Jaroslaw Wasowski’s Medium essay argues that executable facts, tests, and logs make specifications obsolete. He documents that a single test survived multiple model versions while the corresponding specification required repeated reinterpretations — illustrating how specs drift when models evolve faster than documentation.

The stance here is disagreement: facts and evidence are necessary but do not replace specs. In governed AI coding, harness engineering adds the mechanical enforcement layer that specs alone cannot provide — turning spec language into executable constraints (rules files, CI gates, verification loops) that agents cannot bypass through natural language.

Wasowski’s point about spec drift under model upgrades is valid — but the solution isn’t abandoning specs. It’s making specs executable through verification criteria that CI can enforce, separating governance contracts from implementation details, and using versioned spec files with explicit scope boundaries so agents cannot reinterpret what they’re allowed to touch.
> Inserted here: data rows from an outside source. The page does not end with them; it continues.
PR #12785, opened 2020-04-20
Callout: Updating positioning logic to account for dual screen scenarios

khmakoto:
#### Pull request checklist

#### Description of changes

This PR updates the positioning logic in the `Callout` component to make it dual-screen aware using the new `windowSegments` API. Components using `Callout` underneath such as `ContextualMenu` are also updated.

The spec isn’t documentation — it’s the governance contract that prevents a Cursor agent from deleting your database in a single API call. The harness is the mechanism that enforces it.

Implementation Checklist: Harness Gates for Each PEV Phase

1. Plan phase gate: Pre-execution check before any tool call — known tools, valid arguments, user approval for sensitive actions, workspace boundary checks. Spec Kitty’s /spec-kitty.plan step contract augmented with a pre-execution harness gate.

2. Execute phase constraints: Rules files (AGENTS.md, CLAUDE.md, .cursor/rules) survive across sessions and are injected automatically. Inline-disable rules disabled to prevent agents from suppressing violations. Spec Kitty’s /spec-kitty.tasks step contract augmented with constraint enforcement gates.

3. Verify phase quality gate: Separate Verifier agent checks each implementation against the spec, validates cross-service dependencies, flags violations before PR. Spec Kitty’s /spec-kitty.implement-review step contract augmented with adversarial verification.

4. Immutable agent config + permission boundaries: Prevents agents from expanding their own permissions through prompt injection (CVE-2025-11445 / Kilo Code).

5. Blast-radius control: Worktree isolation + Verifier agent as adversarial counterweight to implementors.

Does This Prevent Production Disasters?

The question is simple: how does this help a team get AI coding agents to produce good code without damaging production systems or customer data?

With harness engineering and the PEV loop:

• What can the agent touch? Pre-execution gates check workspace boundaries before any tool call. Worktree isolation limits each Implementor to files in its assigned scope.
• What context and policy must it receive? The six-element spec provides outcomes, constraints, decisions already made, and verification criteria. Spec Kitty’s charter governance layers add action-scoped policy from .kittify/charter/charter.md through doctrine synthesis.
• What tests prove the change? Verifier pass/fail records + CI exit codes show whether code meets specification constraints before merge.
• What blocks dangerous actions? Immutable agent config + permission boundaries prevent agents from expanding their own permissions through prompt injection. Hard CI gates block database access unless explicitly authorized in the spec.
• How does rollback work? Git worktree isolation means discarded changes restore cleanly. The Verifier’s rejection becomes structured context for correction, not a silently dropped error.

The harness engineering thesis answers the production-control question that spec-driven development alone cannot: what happens after the spec is written and the context is loaded? The answer is gates, constraints, and verification loops — not more review, but deterministic enforcement.